Dopo la nostra intemerata per la partecipazione di McDonald’s a Expo 2015, ci attendevamo una presa di posizione da parte di Slow Food, associazione che per prima dovrebbe alzare la mano (o sbattere i pugni sul tavolo) in merito alla decisione di acquisire McDonald’s come sponsor ufficiale di Expo2015. (Promemoria: Slow Food viene fondata nel 1986 anche per reazione all’apertura di un McDonald’s a Roma).

se l’obiettivo è quello di riuscire a garantire cibo sano, sicuro e sufficiente per tutti i popoli, nel rispetto del Pianeta e dei suoi equilibri, che diavolo significa che McDonald’s e Coca Cola sono sponsor ufficiali dell’Expo 2015” ci eravamo domandati; e l’avevamo domandato via Twitter anche a Slow Food.

[related_posts]

Slow, ma la risposta è comunque arrivata in un post sul blog ufficiale intitolato “McDonald’s tra gli sponsor dell’evento: Expo si trasforma in un campo di battaglia”.

Un testo in cui Slow Food sembra effettivamente alzare la mano per dire la sua prendendo posizione contro questa scelta poco slow e molto fast di “mcdonaldizzare” l’esposizione universale, grassettando frasi come “In questa ottica, la presenza di McDonald’s suona più come un autogol clamoroso che non come una affermazione del diritto di confrontare liberamente le varie tesi, che Expo vorrebbe garantire”, elencando una serie di ragioni per le quali il coinvolgimento della multinazionale USA andrebbe deprecato.

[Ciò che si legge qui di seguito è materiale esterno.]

PR #128, opened 2018-10-16
Ordinary emu -- touch up 'show more' button styling on readme files

judeallred:
https://www.notion.so/glitch/87bda09f85184c1d81e1659aa62e4392?v=9f7963becc9341ed9af502682c6e9eef&p=44f17f21280442dca6c6a39949f4448b

before:
image

before (on hover):
image

after:
image

after (on hover):
image

PR #131, opened 2018-10-18
Coffee decimal -- in project list sections, only display the first twelve projects

judeallred:
https://www.notion.so/glitch/87bda09f85184c1d81e1659aa62e4392?v=9f7963becc9341ed9af502682c6e9eef&p=bf4bb5850c5241b8b886aaf8f197465f

On the user and team pages, the 'pinned projects' and 'recent projects' sections now stop displaying after 12 tiles, and then give a 'show {N} more' button, which will then display the rest.

The button uses the same styles as the existing 'show deleted' button in the deleted projects section. 

For users with lots of projects, this is a big improvement to page load time. 

good spots to view:

https://coffee-decimal.glitch.me/@Performance-Boost
image

https://coffee-decimal.glitch.me/@judeallred
image


judeallred:
@ttseng please review for UX feedback when you get a chance :-)

pketh:
visually, this might benefit from the same fade treatment as the project page readme.

When you hit command/ctrl+f to search for a particular project name, it'd be handy if this auto expanded so I could do my search against the entire project list. (same thing for the project page I guess too)

pketh:
I don't know whether the count is necessary on the button, it feels like more work to think about than simply 'show all projects'. Especially if it's a large number, it feels like work/anxiety-causing to click because now I'm thinking about the 55 things i'll have to parse.

ttseng:
cool, this is really helpful to have.

I agree with having a mask that covers up part of the next row of projects, to visually hint that the project overflow is being hidden.

I like having the number count - it lets you know just how many projects to expect.

I don't think that having it auto-expand on search is necessary at this point, especially since I heard @jennschiffer is working on a search field for the user profile page that will automatically filter out search results.

jennschiffer:
i'm only just about finished on that prototype, so i don't want decisions made here based on that feature since there hasn't been any discussion on if we even will add it.

that being said, cmd-f searching implies that you're searching what the browser is already showing, so i don't think it should add more content before that search.

jennschiffer:
that would say to me that this means the "show more" isn't obvious enough so you know going to the page that not all of the projects are listed. 

I'm thinking of other sites like github that have "show more" and don't expand on browser search keywords. maybe we should shorten the number of projects we show initially rather than change the expected behavior.

pketh:
in the above scenario i haven't even gotten to 'show more' so it's not a matter of the obviousness of the button. It's one of those page load and immediately cmd-f cuz I know what I want. In the gh case, I suspect they don't show all for performance reasons, we've got around much of that tho. 

What's the case against expanding when you hit cmd-f?

jennschiffer:
we'd be having a known shortcut do something that isn't typical of what it does outside of our site, and introducing the complexity of managing cross-os shortcuts (cmd-f, ctrl-f, windows+f) - although i recognize that complexity may be more trivial if we manage it elsewhere on the site already. i'm also wondering if hitting cmd-f again would then bring the project list back to 12?

pketh:
We wouldn't be overriding the browser default, the normal search would still function as normal. we're just doing an extra thing once triggered. 

My assumption would be that this is a one way thing - just like how in the project readme, we don't let you recollapse things after you've revealed them (that'd just be finnicky). 

Also we already handle multi-platform keyboard shortcuts in the editor, that part is pretty straightforward

pketh:
on the project page the fade out effect is incorrectly implemented
screen shot 2018-10-25 at 10 28 07 am

to fade from transparent at the top to white at the bottom you'll want to update `.expander-mask` to use 

`background: linear-gradient(-180deg, rgba(255,255,255,0.00) 0%, #FFFFFF 100%);`

additionally, instead of using a bespoke button type (`expander-button`), you can remove that and simply use just `.button-small`

screen shot 2018-10-25 at 10 32 04 am

judeallred:
recapping above--
  i'll add a mask (/see if i can reuse the other one) to fade the bottom projects,  and look at the button styling.

seems like we have two inconsistent button styles atm; the style we use for showing deleted projects (matches this style) and the style we use for the readme show more.

judeallred:
a quirk about using the faded expander for the bottom of the projects list is that its click area is going to overlap the click area of the project tyles

judeallred:
w/r/t the gradient, @pketh , what browser/os you in?  it looks way better on my end:
 
image

(windows / all browsers)

w/r/t the button-small -- it's missing its shadow effect in this context,  so there's a little more to it than that to get it working,  though i agree we want to be more standard with it.  i'll play around in this pr.

judeallred:
patched up the show more button for readme files per ^^ and https://www.notion.so/glitch/bug-style-touchups-on-show-more-section-on-project-page-44f17f21280442dca6c6a39949f4448b and https://github.com/FogCreek/Glitch-Community/pull/128 

not hovering:
image

hovering:
image


not changing the gradient since i don't have a repro of what pirijan is commenting on; will update if that evolves

judeallred:
ok,  back to the actual project list....

pketh:
i'm in safari mac, this is also an issue on ios

pketh:
i see `button button-small` used for both projects and deleted projects at https://glitch.com/@pirijan

judeallred:
Doing the fade is kind of tricky, since it needs to work both with the 3-pane view and the 1-pane view.

I might also be tempted to do something like this -- add a placeholder project tile for the button:
image

This has the advantage of resizing nicely as the page layout changes.  The one pictured here doesn't feel quite right yet, but it conveys the idea.

pketh:
by 3-pane-view and 1-pane-view are you talking about view port sizes?

pketh:
if so, does the fade work less badly here than the readme on the project page?

judeallred:
I'm going to go ahead and get this version out there (since the UI is consistent with the other 'show' UI) and i've made this notion card to discuss UI design for the show more display:
  https://www.notion.so/glitch/87bda09f85184c1d81e1659aa62e4392?v=9f7963becc9341ed9af502682c6e9eef&p=56656aed574a4909baaabf007aa2488f

Send further design discussion to comments on that card, please :-)

src/presenters/deleted-projects.jsx
```diff
@@ -78,7 +86,12 @@ export default class DeletedProjects extends React.Component {
     } else if (!this.props.deletedProjects.length) {
       return 'nothing found';
     }
-    return <DeletedProjectsList {...this.props}/>;
+    return (
+      <React.Fragment>
+        <DeletedProjectsList {...this.props}/>
+        <button className="button button-tertiary" onClick={this.clickHide}>Hide Deleted Projects</button>
```
judeallred: I added a hide button for the deleted projects;  it was rather conspicuously missing.   We may want a similar one for the 'show projects' button too, but I'll leave that to the forked notion card.

judeallred:
@GregWeil code review please :-)

judeallred:
@pketh  ok i'll move the gradient thing out to https://www.notion.so/glitch/87bda09f85184c1d81e1659aa62e4392?v=9f7963becc9341ed9af502682c6e9eef&p=75b11c58c0f44e6eb63fac6c44afdbbe  --  i can't reproduce it, so i can't really fix it

judeallred:
got a repro, will fix it here....

judeallred:
gradient bug fixed :-)   It must've been like that for ages.  Fortunately it looked ok on all non-ios devices.

PR #132, opened 2018-10-18
Profuse tea: A couple small bug fixes

GregWeil:
1. Some just barely supported browsers don't support the `scrollTo` object syntax
2. Hide the remove from team button if you're the only member of the team
3. The analytics project switcher would show user names when you hovered over projects


GregWeil:
Fixed reflow when the delete team pop is opened

PR #134, opened 2018-10-25
Quixotic rocket: Update react to 16.6.0, replace uglify with terser

GregWeil:
https://github.com/webpack-contrib/uglifyjs-webpack-plugin/releases#2.0.0
Adds `React.memo()` which is functional `PureComponent`
There's also a way to get a single context value as a class property, which is nice but seems limiting

https://github.com/webpack-contrib/uglifyjs-webpack-plugin/releases#2.0.0
Uglify stopped supporting es6, which meant we couldn't use the latest version
They recommended terser though, so switch to the latest version of that


judeallred:
Sweet, thanks. Just making sure -- you verified that the bundle looks ok in 'production' builds as well as dev builds?

PR #135, opened 2018-10-26
Superb guide: Don't auto expand readmes

GregWeil:
https://superb-guide.glitch.me/~three-js

I got inspired for this based on the only show x projects pr. Readmes used to check their height on load and if they were short enough they'd snap to the expanded state.

That had the side effect of sometimes expanding readmes that were too large, because they images that didn't load until after the height check. The new solution is to track the scrollHeight and show the fade/button if the readme is actually being cut off.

Eppure… eppure l’alzata di mano di Slow Food ci lascia l’amaro in bocca, viziata da una leziosità e un formalismo che sanno tanto di lezioncina imparata a memoria, copione di circostanza, canovaccio prevedibile e reazione telefonata.

Non so, un po’ come quando guardate un film che avete già visto e non c’è gusto, sapete come andrà a finire. O come quando fate una promessa alzando la mano destra mentre tenete le dita incrociate dietro la schiena con la sinistra.

Le rimostranze di Slow Food sono abbastanza scontate e sembrano più un esercizio di retorica necessario a preservare un’etichetta di facciata, che per forza deve scagliarsi contro  il fast, altrimenti che razza di slow sarebbe?

La realtà è che McDonald’s o no, uno sponsor alla fine vale l’altro e non saranno certo i Big Mac ad impedire a Slow Food di (auto)celebrare la conquista di uno spazio all’Expo2015 pari a 3.500 metri quadri, spazi conquistati in nome delle biodiversità che racconteranno “una storia completamente diversa: quella di un pianeta che può e deve nutrirsi salvaguardando la biodiversità, tutelando le piccole produzioni, promuovendo il rispetto nei confronti delle risorse naturali e delle comunità contadine”.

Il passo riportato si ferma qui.